* **ABOUT THIS TASK**:
Write out all of the entries below word for word.

RECORD SET Block Start

PR #339, opened 2021-10-01
Script to check global bss ordering

EllipticEllipsis:
---

Wrote a script to check for bss reordering by reading the built and expected mapfiles. Assuming a non-shifted rom, it will print all the bss in files where it is reordered, and an indication of if it correct or not. Will also report symbols that differ. Sample output:

image

Also prints a summary at the bottom:
image

### DIFF
--- a/tools/global_bss_check.py
+++ b/tools/global_bss_check.py
@@ -11,13 +11,7 @@ regex_fileDataEntry = re.compile(r"^\s+(?P<section>[^\s]+)\s+(?P<vram>0x[^\s]+)\
 regex_bssEntry = re.compile(r"^\s+(?P<vram>0x[^\s]+)\s+(?P<name>[^\s]+)$")
 regex_label = re.compile(r"^(?P<name>L[0-9A-F]{8})$")
 
-
-File = collections.namedtuple("File", ["name", "vram", "bssVariables"])
-FileEntry = collections.namedtuple("File", ["vram", "bssVariables"])
-Variable = collections.namedtuple("Variable", ["name", "vram"])
-# Compared = collections.namedtuple("Compared", ["expected", "build", "diff"])
-
-VarInfo = collections.namedtuple("Variable", ["file", "vram"])
+VarInfo = collections.namedtuple("VarInfo", ["file", "vram"])
 
 def parseMapFile(mapPath: str):
     with open(mapPath) as f:
@@ -74,18 +68,6 @@ def parseMapFile(mapPath: str):
                     if size > 0:
                         inFile = True
                         currentFile = name
-                        
-    # print(symbolsDict)
-    # resultFileDict = dict()
-
-    # for file in filesList:
-    #     bssCount = len(file.bssVariables)
-
-    #     # Filter out files with no bss
-    #     if bssCount == 0:
-    #         continue
-
-    #     resultFileDict[file.name] = FileEntry(file.vram, file.bssVariables)
 
     return symbolsDict
 
--- a/tools/global_bss_check.py
+++ b/tools/global_bss_check.py
@@ -1,0 +1,234 @@
+#!/usr/bin/env python3
+import colorama
+colorama.init()
+
+import argparse
+import os
+import re
+import collections
+
+regex_fileDataEntry = re.compile(r"^\s+(?P<section>[^\s]+)\s+(?P<vram>0x[^\s]+)\s+(?P<size>0x[^\s]+)\s+(?P<name>[^\s]+)$")
+regex_bssEntry = re.compile(r"^\s+(?P<vram>0x[^\s]+)\s+(?P<name>[^\s]+)$")
+regex_label = re.compile(r"^(?P<name>L[0-9A-F]{8})$")
+
+
+File = collections.namedtuple("File", ["name", "vram", "bssVariables"])
+FileEntry = collections.namedtuple("File", ["vram", "bssVariables"])
+Variable = collections.namedtuple("Variable", ["name", "vram"])
+# Compared = collections.namedtuple("Compared", ["expected", "build", "diff"])
+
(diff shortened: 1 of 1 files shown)


rylieb (approved):

tools/global_bss_check.py
```diff
@@ -0,0 +1,216 @@
...
+        print(colorama.Fore.RED + "  BAD" + colorama.Style.RESET_ALL)
+
+        for file in badFiles:
+            print(f"bss reordering in {file}", file=os.sys.stderr)
+        print("", file=os.sys.stderr)
+        
+        if not args.no_fun_allowed:
+            print(colorama.Fore.LIGHTWHITE_EX +
+            "  BSS is REORDERED!!\n"
+            "  Oh! MY GOD!!"
```
rylieb, line 178: If anyone was wondering, this message comes from a debugging screen the devs built in for when the RCP gets hung. I 100% approve of its inclusion in this PR 💯 

rcp

tools/global_bss_check.py
```diff
@@ -0,0 +1,216 @@
...
+    print("", file=os.sys.stderr)
+    print(colorama.Fore.GREEN + "  GOOD" + colorama.Style.RESET_ALL, file=os.sys.stderr)
+
+    if args.no_fun_allowed:
+        return 0
+
+    print("\n" + colorama.Fore.LIGHTWHITE_EX +
+    colorama.Back.RED + "                                  " + colorama.Back.RESET + "\n" +
+    colorama.Back.RED + "         CONGRATURATIONS!         " + colorama.Back.RESET + "\n" +
+    colorama.Back.RED + "    All global BSS is correct.    " + colorama.Back.RESET + "\n" +
```
rylieb, line 207: This one comes in from the last screen of the built-in crash debugger, which can be accessed by pressing +L, L, Start, R, CR simultaneously when the red underscore is in the top right of the screen from crashing. Speaking of which, there is a capitalization error here that is of the utmost importance to correct.

```suggestion
    colorama.Back.RED + "    All Global BSS is correct.    " + colorama.Back.RESET + "\n" +
```

debugger

engineer124 (approved):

RECORD SET Block End

* **YOUR RESPONSE**:
PR #339, opened 2021-10-01
Script to check global bss ordering

EllipticEllipsis:
---

Wrote a script to check for bss reordering by reading the built and expected mapfiles. Assuming a non-shifted rom, it will print all the bss in files where it is reordered, and an indication of if it correct or not. Will also report symbols that differ. Sample output:

image

Also prints a summary at the bottom:
image

### DIFF
--- a/tools/global_bss_check.py
+++ b/tools/global_bss_check.py
@@ -11,13 +11,7 @@ regex_fileDataEntry = re.compile(r"^\s+(?P<section>[^\s]+)\s+(?P<vram>0x[^\s]+)\
 regex_bssEntry = re.compile(r"^\s+(?P<vram>0x[^\s]+)\s+(?P<name>[^\s]+)$")
 regex_label = re.compile(r"^(?P<name>L[0-9A-F]{8})$")
 
-
-File = collections.namedtuple("File", ["name", "vram", "bssVariables"])
-FileEntry = collections.namedtuple("File", ["vram", "bssVariables"])
-Variable = collections.namedtuple("Variable", ["name", "vram"])
-# Compared = collections.namedtuple("Compared", ["expected", "build", "diff"])
-
-VarInfo = collections.namedtuple("Variable", ["file", "vram"])
+VarInfo = collections.namedtuple("VarInfo", ["file", "vram"])
 
 def parseMapFile(mapPath: str):
     with open(mapPath) as f:
@@ -74,18 +68,6 @@ def parseMapFile(mapPath: str):
                     if size > 0:
                         inFile = True
                         currentFile = name
-                        
-    # print(symbolsDict)
-    # resultFileDict = dict()
-
-    # for file in filesList:
-    #     bssCount = len(file.bssVariables)
-
-    #     # Filter out files with no bss
-    #     if bssCount == 0:
-    #         continue
-
-    #     resultFileDict[file.name] = FileEntry(file.vram, file.bssVariables)
 
     return symbolsDict
 
--- a/tools/global_bss_check.py
+++ b/tools/global_bss_check.py
@@ -1,0 +1,234 @@
+#!/usr/bin/env python3
+import colorama
+colorama.init()
+
+import argparse
+import os
+import re
+import collections
+
+regex_fileDataEntry = re.compile(r"^\s+(?P<section>[^\s]+)\s+(?P<vram>0x[^\s]+)\s+(?P<size>0x[^\s]+)\s+(?P<name>[^\s]+)$")
+regex_bssEntry = re.compile(r"^\s+(?P<vram>0x[^\s]+)\s+(?P<name>[^\s]+)$")
+regex_label = re.compile(r"^(?P<name>L[0-9A-F]{8})$")
+
+
+File = collections.namedtuple("File", ["name", "vram", "bssVariables"])
+FileEntry = collections.namedtuple("File", ["vram", "bssVariables"])
+Variable = collections.namedtuple("Variable", ["name", "vram"])
+# Compared = collections.namedtuple("Compared", ["expected", "build", "diff"])
+
(diff shortened: 1 of 1 files shown)


rylieb (approved):

tools/global_bss_check.py
```diff
@@ -0,0 +1,216 @@
...
+        print(colorama.Fore.RED + "  BAD" + colorama.Style.RESET_ALL)
+
+        for file in badFiles:
+            print(f"bss reordering in {file}", file=os.sys.stderr)
+        print("", file=os.sys.stderr)
+        
+        if not args.no_fun_allowed:
+            print(colorama.Fore.LIGHTWHITE_EX +
+            "  BSS is REORDERED!!\n"
+            "  Oh! MY GOD!!"
```
rylieb, line 178: If anyone was wondering, this message comes from a debugging screen the devs built in for when the RCP gets hung. I 100% approve of its inclusion in this PR 💯 

rcp

tools/global_bss_check.py
```diff
@@ -0,0 +1,216 @@
...
+    print("", file=os.sys.stderr)
+    print(colorama.Fore.GREEN + "  GOOD" + colorama.Style.RESET_ALL, file=os.sys.stderr)
+
+    if args.no_fun_allowed:
+        return 0
+
+    print("\n" + colorama.Fore.LIGHTWHITE_EX +
+    colorama.Back.RED + "                                  " + colorama.Back.RESET + "\n" +
+    colorama.Back.RED + "         CONGRATURATIONS!         " + colorama.Back.RESET + "\n" +
+    colorama.Back.RED + "    All global BSS is correct.    " + colorama.Back.RESET + "\n" +
```
rylieb, line 207: This one comes in from the last screen of the built-in crash debugger, which can be accessed by pressing +L, L, Start, R, CR simultaneously when the red underscore is in the top right of the screen from crashing. Speaking of which, there is a capitalization error here that is of the utmost importance to correct.

```suggestion
    colorama.Back.RED + "    All Global BSS is correct.    " + colorama.Back.RESET + "\n" +
```

debugger

engineer124 (approved):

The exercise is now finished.